La pellicola cinematografica, soprattutto a causa del supporto rem-jet, richiede una lavorazione diversa da quella standard C-41. Il processo necessario è l'Eastman Color Negative 2 (ECN-2), il cui primo passo prevede l'utilizzo di un bagno alcalino per rimuovere lo strato antiriflesso posteriore. Ci sono anche differenze minori nel resto del processo. Se il negativo cinematografico è gestito attraverso un bagno standard C-41 per lo sviluppo delle pellicole a colori, lo strato antiriflesso (rem-jet) si scioglierà in parte, compromettendo così l'integrità dello sviluppatore, il che può, potenzialmente, rovinare anche la pellicola.
Le due principali società di produzione di pellicole a colori per l'uso cinematografico sono Eastman Kodak e Fujifilm.
Sul finire degli anni ottanta, Kodak introdusse l'emulsione T-Grain (Tabular-grain), che costituì un avanzamento tecnologico in termini di forma e disposizione dei granuli di alogenuro d'argento nelle proprie pellicole. Il T-Grain è un granulo di alogenuro d'argento piatto che permette di avere una maggiore superficie, ottenendo quindi una maggiore sensibilità alla luce, con granuli relativamente piccoli e una struttura più uniforme da cui deriva una minore granulosità della pellicola. Ciò rende le pellicole più nitide e più sensibili. La tecnologia T-Grain fu impiegata per la prima volta dalla Kodak nella linea EXR di pellicole per uso cinematografico.[19] Questa fu ulteriormente perfezionata nel 1996 con la linea di emulsioni Vision, cui seguì la Vision2 nei primi anni dopo il 2000 e la Vision3 nel 2007.

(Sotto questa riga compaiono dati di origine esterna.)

PR #2478, opened 2021-02-03
Rename BannerPicker to MessagePicker

tjmw:
## What does this change?

This PR renames `BannerPicker` to `MessagePicker`.

### Before

`pickBanner`

### After

`pickMessage`

## Why?

There's nothing banner specific about the picker, it's just that's the only use case currently. However, soon we'd like to start showing end-of-article messages from Braze. This means we'll need something to broker who gets the slot impression, support-dotcom-components epics or Braze (realistically for the first scenarios there won't be any overlap in audiences).


liywjl (approved):
👍

src/web/lib/messagePicker.ts
```diff
@@ -0,0 +1,103 @@
...
+	show: ShowMessage;
+	canShow: () => Promise<CanShowResult>;
+	timeoutMillis: number | null;
+};
+
+type MessageWithTimeout = Message & {
+	cancelTimeout: () => void;
+};
+
+export type MessageConfig = {
```
adamnfish, line 22: Is this really `MessageConfig`, or is it something more like `SlotConfig`? It could even be something quite different like `Channel`?

src/web/lib/messagePicker.ts
```diff
@@ -0,0 +1,103 @@
...
+
+export type MaybeFC = React.FC | null;
+type ShowMessage = (meta?: any) => MaybeFC;
+
+export type CanShowResult = {
+	result: boolean;
+	meta?: any;
+};
+
+export type Message = {
```
adamnfish, line 11: Is this really a `Message`, or is this more like one of the following:
* channel
* message handler
* or even more slot configuration?

src/web/lib/messagePicker.ts
```diff
@@ -0,0 +1,103 @@
+import { record } from '@root/src/web/browser/ophan/ophan';
+
+export type MaybeFC = React.FC | null;
```
adamnfish, line 3: Is this alias offering us enough value to justify its existence? Would the code be clearer if we wrote `React.FC | null` everywhere this appears?

src/web/lib/messagePicker.ts
```diff
@@ -0,0 +1,103 @@
...
+	});
+
+const timeoutify = (message: Message, type: string): MessageWithTimeout => {
+	let timer: number | undefined;
+
+	const canShow = (): Promise<CanShowResult> =>
+		new Promise((resolve) => {
+			if (message.timeoutMillis) {
+				timer = window.setTimeout(() => {
+					recordMessageTimeoutInOphan(message.id, type);
```
adamnfish, line 40: Similarly here, is it the `message` that times out, or is it the provider? I don't feel strongly here but the other comments have made me don my eagle eyes...

adamnfish (commented):
While this is a great first change (and thanks for doing it separately so its a nice PR!) I feel like this brushes past some nomenclature thinking that might be worth doing up front.

As it stands it's a bit harder to follow functions like `pickMessage` then it ought to be, because it's hard to see from the code which bits refer to which concepts - they're mostly all called `message`.

Previously this was just the banner, so everything was just called banner, with no distinction between the concept of the banner, the slot on the page, and the contents that actually get put on the page. This was ok when it really was all "the banner" but gets a bit less clear cut when we're talking about a general "slot filler".

I am super eager for this to not become Automat take-two, but I wonder whether from your experience with that project you're aware of any agreed naming conventions we have that might help make this a bit clearer. We already certainly have "slot" for the space on the page, and I think "message" is probably uncontroversial as the content that gets put in a slot. We seem to lack a word for the logic from competing business units that target a slot, perhaps something like "channel"?

What did Automat call these things, can we use the same here to give more meaningful names to the abstractions we are using?

tjmw:
Hey thanks for the comments @adamnfish! I think you're right, the translation of Banner -> Message in all cases is too simplistic. I think the overall config for the picker, currently called `MessageConfig`, should be `SlotConfig` or similar. I'll definitely take another pass at this to see if the naming can be improved.

Looking back to Automat I don't think we had a single term for the concept of the business unit filling the slot, other than just that ("business unit") or perhaps "provider". Thinking it over I'm not 100% on whether that distinction is useful in the code - i.e. the message vs the business unit. Ultimately it's the message that gets the slot (or not) - is the business unit a useful concept to represent in the code? There's nothing in place to say that a given business unit couldn't have >1 message up for taking the slot, and the picking logic wouldn't need to know that either way.

src/web/lib/messagePicker.ts
tjmw: Yeah agreed I think it's marginal. The reason for it is that there are types later on which build on top of `MaybeFC` which to me look slightly unwieldy when we expand `MaybeFC` i.e.:

`type ShowMessage = (meta?: any) => MaybeFC;` vs `type ShowMessage = (meta?: any) => React.FC | null;`

and

`Promise<() => MaybeFC>` vs `Promise<() => React.FC | null>`

Definitely subjective though.

src/web/lib/messagePicker.ts
tjmw: I really like `SlotConfig` here. I think that reads nicely - the configuration for the slot includes the possible messages we might show in that slot.

src/web/lib/messagePicker.ts
tjmw: Yeah I see what you mean, `Message` isn't quite right. It represents the possibility of showing a message, in this slot.

tjmw:
Hey @adamnfish I've tried to improve some of the naming here to make things clearer. I'd be interested in your thoughts if you have time. Thanks!

src/web/lib/messagePicker.ts
tjmw: Discussed offline that we think we can remove the `null` part of this type completely. It's this way because the CMP rendering exists outside of React's world, and doesn't return a component. However, returning a no-op component from the CMP show method would allow us to simplify the type, which is probably worth doing (in a separate PR though).

src/web/lib/messagePicker.ts
```diff
@@ -0,0 +1,123 @@
...
+
+		const winner: Promise<WinningMessage> = results.reduce(
+			async (winningMessageSoFar, canShow, idx) => {
+				const runningIdx = (await winningMessageSoFar).idx;
+				if (runningIdx >= 0) {
+					return winningMessageSoFar;
+				}
+
+				const result = await canShow;
+				candidateConfigsWithTimeout[idx].cancelTimeout();
```
adamnfish, line 102: This looks like a real "cancel timeout", I'm happy here.

(although as above, it feels like this might be better considered as an internal concern that gets cancelled from the timeoutify wrapper when the canShow completes)

src/web/lib/messagePicker.ts
```diff
@@ -0,0 +1,123 @@
...
+					resolve({ result: false });
+				}, candidateConfig.timeoutMillis);
+			}
+
+			candidateConfig.candidate
+				.canShow()
+				.then((result) => resolve(result));
+		});
+
+	const cancelTimeout = () => timer && clearTimeout(timer);
```
adamnfish, line 60: Here too, I'm a little confused (sorry!)

This cancels the timeouts, but not the actual logic. So all the pending candidates will continue executing as normal. But since the cancel handle is called when a message is selected from the available candidates, should this not also resolve the can show promise with a failure?

Reading ahead, I think my issue is that I followed this from the "clearAllTimeouts" invocation. This makes sense from a "cancel the timeout if `canShow` succeeded" perspective. If *this* is the goal though, why not cancel the timeout in the `then` on line 57? Why are we depending on our caller to tidy up this piece of internal state for us?

src/web/lib/messagePicker.ts
```diff
@@ -0,0 +1,123 @@
...
+					return { idx, meta: result.meta };
+				}
+
+				return winningMessageSoFar;
+			},
+			Promise.resolve({ idx: -1 }),
+		);
+
+		winner.then(({ idx, meta }: WinningMessage) => {
+			clearAllTimeouts(candidateConfigsWithTimeout);
```
adamnfish, line 113: This is the bit that led to my confusion, and caused me to drill in on this. Is it not true at this point that all the `canShows` have already timed out or succeeded?

src/web/lib/messagePicker.ts
```diff
@@ -0,0 +1,123 @@
...
+	};
+};
+
+const clearAllTimeouts = (messages: CandidateConfigWithTimeout[]) =>
+	messages.map((m) => m.cancelTimeout());
+
+const defaultShow = () => null;
+
+type WinningMessage = {
+	idx: number;
```
adamnfish, line 78: Would this be easier to use if it returned the winning candidate, rather than the index of the winning candidate? Typically it's nice to return information directly where possible, rather than the means to look it up. Apart from anything else, it removes the need to add code that checks that the index exists (or in general where the lookup fails).

adamnfish (commented):
Much easier to follow with the new names!

I got a bit mired in the timeout logic this time, apologies. Some comments there we can chat about if you like?

adamnfish (approved):
We discussed this in detail IRL, and went through some details of the code that explain the way it is. This did raise a few more Qs which we'll look into, but this looks like a great change. Very happy to take on the more detailed thoughts as and when we're able to get a bit more clarity on how this should work.

tjmw:
Thanks @adamnfish 👍  I'm going to go ahead and merge this to avoid blocking other dependent work and follow up on the most recent round of feedback in a separate PR. I think that's an okay route to take because the feedback now mostly relates to the timeout behaviour which hasn't changed here.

Anche Fuji integra granuli piatti nelle sue pellicole SUFG (Super Unified Fine Grain). In questo caso il granulo SUFG non è solo piatto, ma anche esagonale e regolare nella forma in tutti gli strati di emulsione. Come il T-grain, presenta una maggiore superficie in un granulo più piccolo (di dimensione pari a circa un terzo rispetto al granulo tradizionale) a parità di sensibilità alla luce. Nel 2005 Fuji presentò la pellicola per uso cinematografico Eterna 500T, la prima in una nuova linea di emulsioni.